In the relentless pursuit of growth, the snake eats its own tail.
There is always a well-known solution to every human problem—neat, plausible, and wrong.
The obvious answer is that we need nuance. Rather than telling a CEO to “maximize shareholder value”, tell them to balance the needs of customers and employees in a way that grows the company over time. Right?
But nuance confuses people. It especially confuses institutions. Without clear goals, we get stuck in perpetual debate, and never move forward.
Here’s Dan Luu talking about learning this lesson at Microsoft:
When I was at MS, I remember initially being surprised at how unnuanced their communication was, but it really makes sense in hindsight.
For example, when I joined Azure, I asked people what the biggest risk to Azure was and the dominant answer was that if we had more global outages, major customers would lose trust in us and we'd lose them forever, permanently crippling the business.
Meanwhile, the only message VPs communicated was the need for high velocity. When I asked why there was no communication about the thing considered the highest risk to the business, the answer was if they sent out a mixed message that included reliability, nothing would get done.
The fear was that if they said that they needed to ship fast and improve reliability, reliability would be used as an excuse to not ship quickly and needing to ship quickly would be used as an excuse for poor reliability and they'd achieve none of their goals.
So we have a tradeoff: the more single-minded your goals, the more effectively you can execute on them. The more nuanced they are, the slower you’ll move—but at least there’s less chance of liquidating all humans.
There’s a paradox lurking here. If we completely eradicate the variable-maximizers, we’ve fallen prey to yet another maximizer: we start to maximize “balance”, and thereby put ourselves out of balance.
Scott Alexander paints a picture of this infinite regress in his short story, In the Balance:
Just as you think you have figured all this out, there will appear a vision of MLOXO7W, Demon-Kaiser of the Domain of Meta-Balance, who appears as a face twisted into a Moebius strip. It will tell you that sometimes it is right to seek balance, and other times right to seek excess, and that a life well-lived consists of excess when excess is needed, and balance when balance is needed….It will ask you to devote the Artifact and its power to balancing balance and imbalance, balancedly.
We can’t give up entirely on maximization. Maximization is the basic ordering principle of humanity: give someone an incentive, and watch them go. We like having straightforward, measurable goals.
So how can we avoid the danger?
The key is to accept and embrace the variable-maximizers, but lots of them, and with strong safeguards in place so we don’t get completely lost.
At a personal level, this can mean surrounding yourself with people and media that contradict your worldview. It can mean using therapy, meditation, and introspection to periodically “zoom out” and reorient. It can mean deliberately holding contradictory beliefs and living with the dissonance that creates.
At an institutional level, it means embracing conflict as creative tension.
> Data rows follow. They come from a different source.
PR #2434, opened 2026-07-04
fix(oracle): URL-decode credentials from connection_url

Bartok9:
## Summary

- The Oracle connector's `connection_url` path now `unquote()`s the username, password, and service name parsed out of the URL.
- Fixes auth failures when a credential contains a reserved character that must be percent-encoded in the URL.

## Motivation

`_make_oracle_connection` (in `core/wren/src/wren/connector/oracle.py`) parsed a `oracle://user:pass@host:port/svc` URL and passed `parsed.username` / `parsed.password` / `parsed.path` straight to `oracledb.connect()`.

`urllib.parse.urlparse` leaves percent-encoded characters in the userinfo and path. Credentials routinely contain reserved characters (`@`, `/`, `:`, `?`) that **must** be percent-encoded for the URL to parse at all — so a password like `p@ss/word` arrives as `oracle://user:p%40ss%2Fword@...`, and `oracledb` receives the literal `p%40ss%2Fword`, causing an authentication failure.

The mssql and mysql connectors already `unquote()` these components; this brings Oracle in line with them. (clickhouse uses `unquote_plus`, which differs on a literal `+`.) `unquote` (not `unquote_plus`) is used here so a literal `+` in a credential is preserved — `+` only means space in query strings, not userinfo.

## Verification

```
E         - us@er
E         + us%40er
FAILED tests/unit/test_oracle_url_decode.py::test_connection_url_decodes_percent_encoded_credentials
1 failed, 1 passed
```

With the fix applied:

```
python3 -m pytest tests/unit/test_oracle_url_decode.py -q
2 passed in 0.19s
```

- Two regression tests (mocked `oracledb.connect`, no live DB): one asserts percent-decoding, one asserts a literal `+` is preserved.

## Summary by CodeRabbit

* **Bug Fixes**
  * Improved Oracle connection URL handling by percent-decoding usernames, passwords, and service names before connecting.
  * Preserved literal `+` characters in Oracle credentials to avoid unintended character conversion.
* **Tests**
  * Added unit tests covering percent-decoded credential parsing and ensuring `+` remains literal.
  * Added coverage that the Oracle connection logic can be exercised without requiring a live Oracle installation.
* **Chores**
  * Updated CI dependency installation to use `uv sync --locked --no-install-project` for the unit test job.

### DIFF
--- a/.github/workflows/wren-ci.yml
+++ b/.github/workflows/wren-ci.yml
@@ -62,11 +62,8 @@ jobs:
           uv sync --locked --no-install-project
           uv run --no-sync maturin build
       - name: Install dependencies
-        # Install the `oracle` extra so tests/unit/test_oracle_url_decode.py
-        # (guarded by pytest.importorskip("oracledb")) actually runs here
-        # instead of silently skipping.
         run: |
-          uv sync --locked --extra oracle
+          uv sync --locked --no-install-project
           uv pip install --reinstall --no-index --find-links ../wren-core-py/target/wheels/ wren-core-py
       - name: Run unit tests
         # Run the whole tests/unit/ tree rather than filtering on `-m unit`:
--- a/.github/workflows/wren-ci.yml
+++ b/.github/workflows/wren-ci.yml
@@ -63,7 +63,7 @@ jobs:
           uv run --no-sync maturin build
       - name: Install dependencies
         run: |
-          uv sync --locked --no-install-project
+          uv sync --locked
           uv pip install --reinstall --no-index --find-links ../wren-core-py/target/wheels/ wren-core-py
       - name: Run unit tests
         # Run the whole tests/unit/ tree rather than filtering on `-m unit`:
--- a/.github/workflows/wren-ci.yml
+++ b/.github/workflows/wren-ci.yml
@@ -62,8 +62,11 @@ jobs:
           uv sync --locked --no-install-project
           uv run --no-sync maturin build
       - name: Install dependencies
+        # Install the `oracle` extra so tests/unit/test_oracle_url_decode.py
+        # (guarded by pytest.importorskip("oracledb")) actually runs here
+        # instead of silently skipping.
         run: |
-          uv sync --locked
+          uv sync --locked --extra oracle
           uv pip install --reinstall --no-index --find-links ../wren-core-py/target/wheels/ wren-core-py
       - name: Run unit tests
         # Run the whole tests/unit/ tree rather than filtering on `-m unit`:
--- a/core/wren/src/wren/connector/oracle.py
+++ b/core/wren/src/wren/connector/oracle.py
@@ -3,8 +3,16 @@
 from decimal import Decimal as PyDecimal
 from urllib.parse import unquote, urlparse
 
-import oracledb
 import pyarrow as pa
+
+# Lazy driver import: keep the module importable without the ``oracle`` extra so
+# URL-decode/helper tests run under plain unit deps (mirrors the mysql/mssql/
+# clickhouse connectors). ``oracledb`` is only touched when a connection is
+# actually made.
+try:
+    import oracledb
+except ImportError:  # pragma: no cover
+    oracledb = None
 
 from wren.connector.base import ConnectorABC
 from wren.model.error import DIALECT_SQL, ErrorCode, ErrorPhase, WrenError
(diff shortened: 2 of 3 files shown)


goldmedal:
The fix itself looks correct, but the two new tests won't actually run in CI, so the regression coverage this PR adds never executes:

- `test_oracle_url_decode.py` starts with `pytest.importorskip("oracledb")`, and the module under test does a top-level `import oracledb` — so the tests only run when the **`oracle`** extra is installed.
- `oracle = ["oracledb>=2"]` is an optional extra in `core/wren/pyproject.toml`, not a base dependency.
- The `test-unit` job in `wren-ci.yml` runs `uv sync --locked` with **no extras**, so `oracledb` is absent and both tests silently **skip**.
- The `test-connector` matrix only covers `postgres` and `mysql` — there's no job that installs the `oracle` extra.

Net effect: the tests pass locally (where the extra happens to be installed) but are skipped on CI. Suggest one of:
- install the `oracle` extra in the `test-unit` job (e.g. `uv sync --locked --extra oracle`), or
- add an `oracle` row to the `test-connector` matrix.

Otherwise the guard resolves to "skip" everywhere in CI and a future regression here would go unnoticed.

Bartok9:
Good catch, thanks @goldmedal — you're right that the guard was resolving to skip everywhere in CI.

Pushed 7467724 which installs the `oracle` extra in the `test-unit` job (`uv sync --locked --extra oracle`), your first suggested option. That keeps the new regression tests in the existing unit lane rather than spinning up a full connector matrix row (no live Oracle DB needed since `oracledb.connect` is mocked). Both tests now execute instead of skipping.

I went with the `test-unit` approach over a `test-connector` matrix row because these are pure URL-parsing unit tests with a mocked connect — a connector-matrix row would imply a live datasource that isn't actually exercised here. Happy to switch to a matrix row instead if you'd prefer to keep all Oracle coverage under `test-connector`.

goldmedal:
Nice fix — matches the mssql/mysql `unquote` handling and the tests cover both the percent-decode and the literal-`+` case.

One minor doc nit (non-blocking): the code comment and PR body say this "mirrors the mssql/mysql/clickhouse connectors," but `clickhouse.py` actually uses `unquote_plus`, not `unquote` — so it differs in `+` handling (clickhouse would turn a literal `+` into a space in userinfo). The choice of `unquote` here correctly follows mssql/mysql, so I'd just drop "clickhouse" from the "mirrors" list (or note that it differs) to avoid implying uniformity that isn't there. Whether clickhouse's `unquote_plus` is itself a latent bug is out of scope for this PR.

The most productive organizations I’ve seen give clear but conflicting incentives to each sub-organization: Sales is focused on short-term revenue; Product on creating long-term value; Engineering on delivering a reliable service. Each sub-organization can move obsessively towards its goal, while the CEO moderates the inevitable conflict that arises within the executive team.
The downside is that the executive—or, at an individual level, the you that comes out in moments of deep introspection—perpetually lives in a world of tension and uncertainty. The executive is in a constant state of turmoil, trying to keep any one goal from dominating to the point of excess.
With variable-maximizers around, there’s always a risk of getting lost. But with enough competition and the right safeguards in place, we can at least keep ourselves from drifting off to infinity.
Hopefully we’ll get to keep the iron in our blood too.